Reproduce the whole listing that follows, exactly as it stands.

(Beginning of Supplied records)

Issue #304, opened 2017-07-12
Support custom base traits for enums


ejconlon:
ScalaPB allows you to set "extends" and "companion_extends" to customize generated code for messages, but does not allow you to do the same for enums.

Practically speaking, my team noticed that scalacheck-shapeless was failing to generate Arbitrary instances for our generated enums, but we were unable to mix in a simple trait to remedy that.

Please let me know if you think this is a desirable feature, my team would be happy to help.  Thanks!

thesamet:
Yes, a PR that implements `extends` and `companion_extends` is welcome.

ejconlon:
Thanks.  Also, is there an objection to adding `type ValueType` to `GeneratedMessageCompanion` just like `GeneratedEnumCompanion`? It makes it easier to mix in things that refer to the message type.

thesamet:
Sounds good.

ruseinov:
@thesamet Hey Nadav, if you have any clues/preferences on how you want extends option for Enums implemented - please let me know. I did take a look at MessageOptions and a parser, it is not entirely straightforward, but doable.

thesamet:
Had some time to do this myself. It will be available in ScalaPB 0.6.1. The docs are in "Custom base traits for enums" in https://scalapb.github.io/customizations.html

ruseinov:
@thesamet got it

ejconlon:
Thanks @thesamet @ruseinov ! Is there a target date for the release?

thesamet:
Just released 0.6.1

PR #305, opened 2017-07-13
Introduced ValueType for messages

ruseinov:
As discussed in https://github.com/scalapb/ScalaPB/issues/304 with Eric I'm submitting a ValueType feature for MessageCompanions.

### DIFF
--- a/scalapb-runtime/shared/src/main/scala/com/trueaccord/scalapb/GeneratedMessageCompanion.scala
+++ b/scalapb-runtime/shared/src/main/scala/com/trueaccord/scalapb/GeneratedMessageCompanion.scala
@@ -173,6 +173,8 @@ trait JavaProtoSupport[ScalaPB, JavaPB] extends Any {
 }
 
 trait GeneratedMessageCompanion[A <: GeneratedMessage with Message[A]] {
+  type ValueType = A
+
   def parseFrom(input: CodedInputStream): A = LiteParser.parseFrom(this, input)
 
   def parseFrom(input: InputStream): A = parseFrom(CodedInputStream.newInstance(input))


compiler-plugin/src/main/scala/com/trueaccord/scalapb/compiler/ProtobufGenerator.scala
```diff
@@ -1074,6 +1074,7 @@ class ProtobufGenerator(val params: GeneratorParams) extends DescriptorPimps {
       s"""object $className extends $companionType {
          |  implicit def messageCompanion: $companionType = this""")
       .indent
+      .add(s"type ValueType = $className")
```
thesamet: Why not just type `type ValueType = A` in the  `GeneratedMessageCompanion` trait analogously to what's done for enums?

ruseinov: .add(s"type EnumType = $name")

ruseinov: Is it not the same thing? We get EnumType = ClassName and the being able to reference this type elsehwere. Correct me if I'm wrong.

thesamet: No, the difference is between adding this type to each individual instance versus adding it just once to the base trait. The latter has the advantage that generic code that works with the base trait will be able to access ValueType. Does that make sense?

ruseinov: Yep, it does.

I will change the implementation later on today.

ruseinov:
@thesamet Done!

(End of Supplied records)

Result for this exercise
Issue #304, opened 2017-07-12
Support custom base traits for enums


ejconlon:
ScalaPB allows you to set "extends" and "companion_extends" to customize generated code for messages, but does not allow you to do the same for enums.

Practically speaking, my team noticed that scalacheck-shapeless was failing to generate Arbitrary instances for our generated enums, but we were unable to mix in a simple trait to remedy that.

Please let me know if you think this is a desirable feature, my team would be happy to help.  Thanks!

thesamet:
Yes, a PR that implements `extends` and `companion_extends` is welcome.

ejconlon:
Thanks.  Also, is there an objection to adding `type ValueType` to `GeneratedMessageCompanion` just like `GeneratedEnumCompanion`? It makes it easier to mix in things that refer to the message type.

thesamet:
Sounds good.

ruseinov:
@thesamet Hey Nadav, if you have any clues/preferences on how you want extends option for Enums implemented - please let me know. I did take a look at MessageOptions and a parser, it is not entirely straightforward, but doable.

thesamet:
Had some time to do this myself. It will be available in ScalaPB 0.6.1. The docs are in "Custom base traits for enums" in https://scalapb.github.io/customizations.html

ruseinov:
@thesamet got it

ejconlon:
Thanks @thesamet @ruseinov ! Is there a target date for the release?

thesamet:
Just released 0.6.1

PR #305, opened 2017-07-13
Introduced ValueType for messages

ruseinov:
As discussed in https://github.com/scalapb/ScalaPB/issues/304 with Eric I'm submitting a ValueType feature for MessageCompanions.

### DIFF
--- a/scalapb-runtime/shared/src/main/scala/com/trueaccord/scalapb/GeneratedMessageCompanion.scala
+++ b/scalapb-runtime/shared/src/main/scala/com/trueaccord/scalapb/GeneratedMessageCompanion.scala
@@ -173,6 +173,8 @@ trait JavaProtoSupport[ScalaPB, JavaPB] extends Any {
 }
 
 trait GeneratedMessageCompanion[A <: GeneratedMessage with Message[A]] {
+  type ValueType = A
+
   def parseFrom(input: CodedInputStream): A = LiteParser.parseFrom(this, input)
 
   def parseFrom(input: InputStream): A = parseFrom(CodedInputStream.newInstance(input))


compiler-plugin/src/main/scala/com/trueaccord/scalapb/compiler/ProtobufGenerator.scala
```diff
@@ -1074,6 +1074,7 @@ class ProtobufGenerator(val params: GeneratorParams) extends DescriptorPimps {
       s"""object $className extends $companionType {
          |  implicit def messageCompanion: $companionType = this""")
       .indent
+      .add(s"type ValueType = $className")
```
thesamet: Why not just type `type ValueType = A` in the  `GeneratedMessageCompanion` trait analogously to what's done for enums?

ruseinov: .add(s"type EnumType = $name")

ruseinov: Is it not the same thing? We get EnumType = ClassName and the being able to reference this type elsehwere. Correct me if I'm wrong.

thesamet: No, the difference is between adding this type to each individual instance versus adding it just once to the base trait. The latter has the advantage that generic code that works with the base trait will be able to access ValueType. Does that make sense?

ruseinov: Yep, it does.

I will change the implementation later on today.

ruseinov:
@thesamet Done!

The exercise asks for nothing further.